Yeah, I said it. Ten times.
There was a time I couldn’t even whisper those words.
I was ashamed. Embarrassed.
Afraid of the looks, the whispers, the judgment.
But today… I’m no longer hiding.
Because there is freedom in transparency. There is power in telling your story. And there is healing when you stop running from your past and start walking in your truth.
Who you are is not what you’ve done.
I’ve experienced the sting of judgment firsthand—when people learned I was formerly incarcerated, or when they saw “felony” attached to my name. Suddenly, doors to opportunity closed before I could even knock. Those “premier” job options were off the table, and settling for whatever I could get became the norm.
There’s a shadow that follows you when society labels you.

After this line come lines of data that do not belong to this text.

PR #29304, opened 2022-01-16
fix: dont update sle values from get_gl_entries

ankush:
Summary: `get_gl_entries` is adding average valuation rate when SLE has no stock value difference.

Steps to reproduce:
1. Make sure FIFO is the valuation method. Make ~3 stock receipts; 1 with 0 valuation. 
2. Consume material; when 0 valued material is consumed instead the average rate is used to compute value difference. 

Fix: Just assume what the stock ledger has done is right and don't try to modify it when making GL entries. 

This was added in https://github.com/frappe/erpnext/pull/7583; now there's no reason to assume that 0 rate is from a bug (and if there is, root cause should be fixed instead of applying average rate)


rohitwaghchaure (approved):

rohitwaghchaure:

The stigma whispers that people who go to jail are “bad people.” But that’s a lie. You are not a bad person because you made a bad choice.
For years, I carried shame that didn’t belong to me. But here’s what I know now—there are no perfect people. My shame happened to be public, but the same people who judged me carry their own pain and secrets in private. So, we can’t allow condemnation to keep us from moving forward. We can’t let it block us from walking boldly toward a successful, victorious life.

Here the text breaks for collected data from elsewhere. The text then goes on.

PR #29317, opened 2022-01-17
feat: additional doctypes access for ESS user

ruchamahabal:
Additional doctypes access for ESS User

`no-docs`

Depends on: https://github.com/frappe/frappe/pull/15707
Not adding tests, it's just a default configuration change

To test:

Check if a user with **Employee Self Service** role is able to access these doctypes with relevant permissions:

https://github.com/frappe/erpnext/blob/6c1c85be0c7318692dc3544b4be644b45c31143a/erpnext/setup/install.py#L207-L233


ruchamahabal:

PR #29323, opened 2022-01-17
refactor: compute batch ledger in python

ankush:
Some users don't have latest mariadb version which causes failure in
this validation.


ankush:

ankush:
keeping this on v13 only for now.

PR #29359, opened 2022-01-19
fix: bypass selling price validation for free item

KrithiRamani:
User has enabled  "Validate Selling Price for Item Against Purchase Rate or Valuation Rate" checkbox in selling settings. When a free item is added and rate is set to 0, the validation gets triggered and forces the user to enter a rate. 

This fix wouldn't throw the validation message.


rohitwaghchaure:

PR #31799, opened 2022-08-08
fix: process loan interest accrual

abhinavxd:
- Terms loans interest would be accrued twice when process loan interest accrual is created without selecting a loan & loan type and only posting date is selected.


deepeshgarg007:

PR #31804, opened 2022-08-09
fix: incorrect incoming rate set for inter transfer purchase receipt

rohitwaghchaure:
**Issue**

1. Make Intra Company transfer transaction for Item A with valuation rate as 100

I’ve taken a stand against shame. Today, I use my story to show how building character creates new opportunities and how healing begins when you stop hiding from your truth.

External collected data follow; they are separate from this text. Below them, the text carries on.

PR #31806, opened 2022-08-09
ci: ensure unique group ID to prevent workflows from getting cancelled

sagarvora:
- Use `event_name` to differentiate between `push`, `workflow_dispatch` and `pull_request`
- Fallback to `run_id` (only for `workflow_dispatch` event)

References:
- https://docs.github.com/en/actions/using-workflows/workflow-syntax-for-github-actions
- https://docs.github.com/en/actions/learn-github-actions/contexts#github-context

### DIFF
--- a/.github/workflows/patch.yml
+++ b/.github/workflows/patch.yml
@@ -11,7 +11,7 @@ on:
   workflow_dispatch:
 
 concurrency:
-  group: patch-develop-${{ github.event.number }}
+  group: patch-develop-${{ github.event_name }}-${{ github.event.number || github.event_name == 'workflow_dispatch' && github.run_id || '' }}
   cancel-in-progress: true
 
 jobs:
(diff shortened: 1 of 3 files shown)


ankush (dismissed):

ankush:
`run_id` fallback is problematic sorta? We don't wanna keep running on branches all the time. If new changes are pushed last one should be killed. 😅 

For PRs it won't matter.

sagarvora:
> * Fallback to `run_id`

With this, each `push` event will be treated as a separate group. Is this the intended behavior or should one push event cancel another?

sagarvora:
> `run_id` fallback is problematic sorta? We don't wanna keep running on branches all the time. If new changes are pushed last one should be killed. sweat_smile

was just confirming this on TG 😅

ankush:
> Is this the intended behavior or should one push event cancel another?


New pushes should cancel previous builds. It's because of practical constraints, we only have 20 concurrent builds for all repos on this org.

Incarceration Is Not the Solution
There’s a common belief that locking people up somehow solves crime. I disagree.
Yes, incarceration has its place—but incarceration without rehabilitation is a setup for failure. The 43% recidivism rate across the U.S. proves it.
When there are no programs, no counseling, no character development—incarceration becomes a revolving door. It wastes taxpayer dollars, destroys families, and fuels generational cycles of incarceration.
You can’t change a person’s life by simply locking them away. Lessons aren’t learned through confinement. They’re learned by transforming the mind. And it’s hard to change your mindset when your environment is filled with trauma and hopelessness.
Many people behind bars are carrying deep wounds from childhood—abuse, neglect, rejection. Those unhealed wounds shape behaviors, choices, and habits. If we don’t address the root causes, the cycle continues. That’s why programmatic content that builds character, promotes healing, and restores purpose is essential.
Freedom Is a Mindset
Though incarceration confines the body, it doesn’t have to confine the mind.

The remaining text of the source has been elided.